Fig. 7. — Concentrations of IFN-γ in liver (a) and spleen (b), and IL-10 in liver (c) and spleen (d) of Tim-3-deficient (KO) and BALB/c wild type (WT) mice 7 days following oral infection with 100 cysts of *T. gondii* ME49 strain. Cytokine concentrations were determined by ELISA. NS: not significant. Data are representative of three independent experiments (n = 12 for each group/time point)

Fig. 8. — Histopathological changes in ilea derived from C57BL/6 and BALB/c mice before (Naive) and 7 days following oral infection with 100 cysts of *T. gondii* ME49 strain. Shown photomicrographs of H&E stained ileal paraffin sections (100× magnification) are representative of three independent experiments (n = 12 for each group/time point)

Discussion

Tim-3 was initially described as a negative regulator of T cell responses based on observations in patients with multiple sclerosis [9] and chronic viral infections such as human immunodeficiency virus (HIV) and hepatitis C virus infection [11, 20]. However, recent evidence indicates that Tim-3 can also promote proinflammatory cytokine production and enhance the ability of macrophages to eliminate intracellular pathogens [10, 13]. Therefore, Tim-3 has been proposed to play a dual role in inflammatory responses in the host. This dichotomous function of Tim-3 has been partially explained by its different tyrosine phosphorylation patterns found in T cells compared to myeloid cells [10].

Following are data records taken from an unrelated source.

PR #6650, opened 2026-05-26
fix(runtime): run OnFailure steps after workflow cancel

### LINKED ISSUE #6564: when.status: [success, failure] does not fire on killed pipelines — killed is undocumented and easily missed
## Summary

When a pipeline is canceled or killed (by the server, a scaler, or a timeout), its status is set to \`killed\`. Steps that declare \`when: status: [success, failure]\` do not run in this case — which means cleanup and notification steps are silently skipped.

This is non-obvious because:
- \`success\` and \`failure\` are the natural pair users reach for when writing "run this regardless of outcome"
- \`killed\` is not prominently documented as a third pipeline status that \`when.status\` must explicitly include
- There is no warning when a step's \`when.status\` list omits \`killed\`

## Impact

Cleanup steps (delete VMs, release locks, send notifications) are silently skipped when a pipeline is killed. Resources leak and operators don't know the pipeline was canceled.

Observed: a build VM was left running and a deploy marker was never written because the cleanup workflow only declared \`status: [success, failure]\`. The pipeline was killed by a stale-pipeline detector after exceeding a run-time threshold.

## Expected behaviour

Either:

**Option A — Document \`killed\` explicitly.** Add \`killed\` to the \`when.status\` reference docs with a clear note that cleanup steps must include it alongside \`success\` and \`failure\` to handle all terminal states.

**Option B — Treat \`killed\` as \`failure\` for \`when.status\` matching.** A killed pipeline is a failed outcome from the user's perspective. Steps that watch for \`failure\` almost always want to catch \`killed\` too. Breaking the two apart requires users to know an implementation detail.

**Option C — Lint / warn.** If a step has \`depends_on\` and \`when.status\` that includes \`failure\` but not \`killed\`, emit a warning at pipeline parse time.

Option A is the minimum; Option B is the most user-friendly.

## Workaround

Add \`killed\` explicitly to every \`when.status\` list where cleanup matters:

```yaml
when:
  - status: [success, failure, killed]
```

wyf027:
## Summary
Fixes #6564

When a pipeline is canceled/killed mid-run, the runtime now continues with later stages instead of aborting immediately. Steps configured with `when.status: [success, failure]` (`OnFailure: true`) still execute for cleanup.

## Root cause
`Runtime.Run` returned `ErrCancel` as soon as the workflow context was canceled, skipping all subsequent stages—even cleanup steps that should run on failure/cancel.

## Approach
- On cancel, drain the current stage, record `ErrCancel`, and continue remaining stages.
- `shouldSkipStep` already skips success-only steps when an error is set, so normal steps are not affected.

## Test plan
- [x] `go test -tags test ./pipeline/runtime/... -run TestRunContextCanceled -v`
- [x] Added `TestRunContextCanceledRunsOnFailureStep`

Made with [Cursor](https://cursor.com)

### DIFF
--- a/pipeline/runtime/workflow.go
+++ b/pipeline/runtime/workflow.go
@@ -66,7 +66,10 @@ func (r *Runtime) Run(runnerCtx context.Context) error {
 		select {
 		case <-r.ctx.Done():
 			<-stageChan
-			return pipeline_errors.ErrCancel
+			if r.err.Get() == nil {
+				r.err.Set(pipeline_errors.ErrCancel)
+			}
+			continue
 		case err := <-stageChan:
 			if err != nil {
 				r.err.Set(err)
--- a/pipeline/runtime/workflow_test.go
+++ b/pipeline/runtime/workflow_test.go
@@ -21,6 +21,7 @@ import (
 	"errors"
 	"sync/atomic"
 	"testing"
+	"time"
 
 	"github.com/stretchr/testify/assert"
 	"github.com/stretchr/testify/mock"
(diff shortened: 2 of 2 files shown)


6543 (changes requested):
this is not the way!

we can discusst to add a special onCancel but onError should stop if you cancel a workfow!
also if we have a onCancel we still need a way to cancel the steps running on cancel as well ...

PR #6669, opened 2026-05-29
fix(kubernetes): services should have clean exit state from WaitStep on context expiry/API server errors

hhamalai:
There's a corner case(s) where the pipeline service on Kubernetes backend is not cleaned up appropriately when the context is cancelled, leading to services being shown as running, even while the service pods are terminated.

Also the DestroyWorkflow changed to handler destroying steps with errgroup like handled out with Docker backend, instead of failing on the first error.

### DIFF
--- a/pipeline/backend/kubernetes/kubernetes.go
+++ b/pipeline/backend/kubernetes/kubernetes.go
@@ -28,6 +28,8 @@ import (
 	"sync"
 	"time"
 
+	"golang.org/x/sync/errgroup"
+
 	"github.com/cenkalti/backoff/v5"
 	"github.com/rs/zerolog/log"
 	"github.com/urfave/cli/v3"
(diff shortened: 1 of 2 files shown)


6543:
Does https://github.com/woodpecker-ci/woodpecker/pull/6672 solfe this here?

hhamalai:
> Does #6672 solfe this here?
Likely helps at least to solve the timing related issues, not sure about if it solves all these corner cases.

The usage of error groups in DestroyWorkflow step would unify the logic with kubernetes/docker runners a bit. It's by no mean complete refactoring, but such refactoring would make maintaining these different backends a bit more straightforward in long run?

pipeline/backend/kubernetes/kubernetes.go
```diff
@@ -350,7 +352,7 @@ func (e *kube) WaitStep(ctx context.Context, step *types.Step, taskUUID string)
 	select {
 	case <-finished:
 	case <-ctx.Done():
-		return nil, ctx.Err()
+		return &types.State{ExitCode: 0, Exited: true}, nil
```
6543, line 355: TODO: make sure we dont get success state in killed steps by cancle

T. gondii is an intracellular parasite that triggers a strong Th1 immune response in the infected host [15]. In genetically susceptible C57BL/6 mice, peroral infection with 100 cysts of T. gondii induces elevated levels of IFN-γ and other proinflammatory mediators that lead to the development of small intestinal immunopathology resembling that of Crohn’s disease in humans [16]. However, BALB/c-infected mice do not develop immunopathology. Although genetic regulation of susceptibility to this infection is not fully understood, it is plausible that differentially expressed molecules in susceptible versus resistant mice are key to the development of immunopathology [15, 16, 18]. Pro-inflammatory cytokines such as IFN-γ might be part of these factors. Indeed, we here observed significantly higher IFN-γ levels in the liver of C57BL/6 compared to BALB/c mice after T. gondii infection. In addition, we found significantly higher frequencies of Tim-3+-expressing CD4+ and CD8+ T cells in infected C57BL/6 compared to infected BALB/c mice, particularly at the peak of the Th1 response (i.e., day 7 p.i.). This suggests that the intensity of Tim-3 induction on T cells might depend on the development of strong Th1 responses and the amount of IFN-γ. Tim-3 has been shown to be specifically upregulated only on T cells that have differentiated to produce IFN-γ, CD4+ T helper 1, and CD8+ T cytotoxic 1 (Tc1) cells [21]. Interestingly, exposure of the proposed Tim-3 ligand, Galectin-9, to T cells triggers cell death and therefore downregulates Th1 immune responses. This suggests that Tim-3 induction might be a modulatory mechanism initiated by IFN-γ-producing cells in order to prevent the development of immunopathology. However, the hyperinflammatory response induced by T. gondii in susceptible mice might override the effects of a Tim-3-mediated autoregulatory loop. A recent study with another intracellular pathogen, Mycobacterium tuberculosis, showed that Tim-3 was expressed by only 1–2% of lung T cells in naive mice; however, after low-dose aerosol Mycobacterium tuberculosis infection, the percentage of pulmonary CD4+ and CD8+ T cells that express Tim-3 gradually increased [13].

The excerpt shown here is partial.